When the stakes are as large as the Title VII cases, such reasoning is not merely dangerous, it is pernicious.
Because the ministerial exception cases inherently conflict with the Title VII cases, we can be sure that subsequent Supreme Court terms will consider other disputes that test the limits of both lines of decisions.
In a third 2020 case, Espinoza v. Montana Department of Revenue, the Court struck a blow against state laws and constitutional provisions that mandate discrimination against churches and religious schools in the distribution of public funds. Like about 35 other states, Montana had a law that barred the use of otherwise generally available public funds for programs affiliated with religious organizations. In other words, tax revenue could be collected from participants in such organizations, but such participants could not benefit from the distribution of that revenue, solely because the organization had a religious mission. Writing for a 5 to 4 majority, Chief Justice John Roberts explained that the Montana law violates the First Amendment because it “bars religious schools from public benefits solely because of the religious character of the schools” and “also bars parents who wish to send their children to a religious school from those same benefits, again solely because of the religious character of the school.”

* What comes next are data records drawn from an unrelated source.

PR #647, opened 2026-08-17
Crossover: identify an exact active set after the IPM converges (#612)

### LINKED ISSUE #612: Crossover: hand a converged IPM iterate to the active-set path to identify an exact active set
## Summary

Add an opt-in **crossover** phase: after the NLP interior-point solve converges, estimate the active set, pivot to the active-set path, and return a solution at which a *linearly independent* set of constraints is satisfied to near equality with multipliers that certify stationarity against that set.

`pounce-convex` already has this for LPs (`crates/pounce-convex/src/crossover.rs`). The NLP path has no equivalent.

Source: Byrd, Nocedal & Waltz, "KNITRO: An Integrated Package for Nonlinear Optimization" (2006), §7. Full gap analysis of that paper in `dev-notes/research/knitro-2006-gap-analysis.md` (branch `claude/knitro-pounce-comparison-75rlpt`).

## Why — three places already paying for an approximate active set

This is **not** a robustness or speed proposal. Mittelmann is 47/47 for POUNCE against 41/47 for IPOPT+MA57, and the residual measured gap there is per-iteration linear algebra on collocation models, which crossover does not touch. The objective value is already right on the problems below. What is missing is *which constraints are active*, and three subsystems work around that today:

1. **`covariance()` has a whole taxonomy for "we cannot tell."** Activity is classified from the barrier geometry into STRONGLY ACTIVE / WEAKLY ACTIVE / **AMBIGUOUS (loosely converged)** / UNIDENTIFIED, each with its own warning path (`docs/src/sensitivity.md`). The AMBIGUOUS class exists precisely because an interior solve cannot answer the question. Crossover collapses it.

2. **Degeneracy keeps returning as an inertia problem.** #540, #541, #544, #592 and the `feral_singular_pivot_floor` knob (`docs/src/troubleshooting.md`) are the same underlying situation — the reduced Hessian collapsing at a degenerate solution — met each time with a perturbation-side heuristic. Crossover attacks it structurally: identify a linearly independent active set, satisfy it to near equality, certify stationarity against it.

3. **There is no IPM → SQP handoff.** The active-set SQP warm-starts only from a previous *SQP* solve (`docs/src/active-set-sqp.md`). A warm-started sequence whose first solve wants the IPM cannot hand off to the SQP for the sweep, where the benchmark measures 0.02–0.17×. Crossover is the missing edge, and it is what makes the MPC / homotopy story end-to-end rather than SQP-only. Related: #611.

## What it does (KNITRO §7)

1. IPM terminates at `(x, s, y, z)` with tolerance `E_tol`.
2. Estimate the active set `A` by a tolerance test on primal-dual feasibility and complementarity.
3. Take one EQP step over `A` plus a line search on the penalty model. **If that satisfies the stopping tolerances, terminate** — this is the common path, and it solves no LPs.
4. Otherwise start the full active-set algorithm from the interior iterate, with the LP trust region sized to exclude every inactive constraint (their eq. 7.22) and `ν₀` slightly above the largest |multiplier| at the interior solution.

The design point worth preserving: step 3 avoids an LP solve wherever the tolerance test is already right, so on well-behaved problems crossover costs approximately one iteration.

## Why it is cheap here

- Both endpoints exist — the IPM and `pounce-qp`-backed active-set SQP.
- `pounce-convex/src/crossover.rs` is the precedent for the representation bridge and multiplier sign transforms.
- It runs **after** convergence behind an option, so **no default trajectory moves and no baseline fixture sweep is required** (contrast: an initial-point or merit-function change would need one, per `CLAUDE.md`).

Note POUNCE's active-set path is SQP, not KNITRO's SLQP, so step 3's "EQP over a tolerance-based estimate" has to be expressed against `pounce-qp`'s working-set interface rather than a literal EQP phase.

## How to test the effectiveness

**The discriminating property is failure of strict complementarity.** The paper is explicit that where it holds, the tolerance estimate is already correct and crossover is a no-op by design. So the metric is never "did it solve" or "how fast" — it is **active-set correctness, dual uniqueness, and the ambiguity classes**.

### Synthetic families (already in-tree, ground truth known)

The warm-start benchmark already separates the three degeneracy modes, and they are not interchangeable. They are small and analytic, so the true active set is known by construction — the ground truth CUTEst cannot give.

| Family | Degeneracy | What crossover should show |
|---|---|---|
| `degenerate_corner` | strict complementarity fails (zero multiplier) | slack and multiplier both `O(√μ)` at a weakly active bound, so activity is a guess today; crossover forces the decision |
| `redundant_rows` | LICQ fails (duplicated rows) | the IPM splits a multiplier across duplicates by centering; crossover puts it on a linearly independent subset, so duals become unique |
| `degenerate_vertex` | primal degeneracy (12 rows tight at a 4-var vertex) | which maximal independent subset is chosen, and whether it is stable under perturbation |

### Real problem shapes

1. **Shadow prices off a degenerate model.** When the dual optimum is a set rather than a point, an IPM returns its analytic center — one interior point of that set, reported as *the* marginal. In blending / pooling / network models those numbers get read as decisions. NETLIB `gen` / `gen1` is the in-tree demonstration (`docs/src/lp-qp-routing.md`): degenerate, rank-deficient, strict complementarity fails, convex IPM burns its 200-iteration budget without a certificate.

More disputes will be brought under all of these cases, further defining (and perhaps muddling) the scope of religious exercise and the definition of various forms of discrimination. As such, the Supreme Court of the United States is the branch of government with perhaps the most direct impact on our social and political lives. “Next to nothing,” indeed.
Kenneth Craycraft is an attorney and the James J. Gardner Family Chair of Moral Theology at Mount St. Mary’s Seminary and School of Theology, in Cincinnati.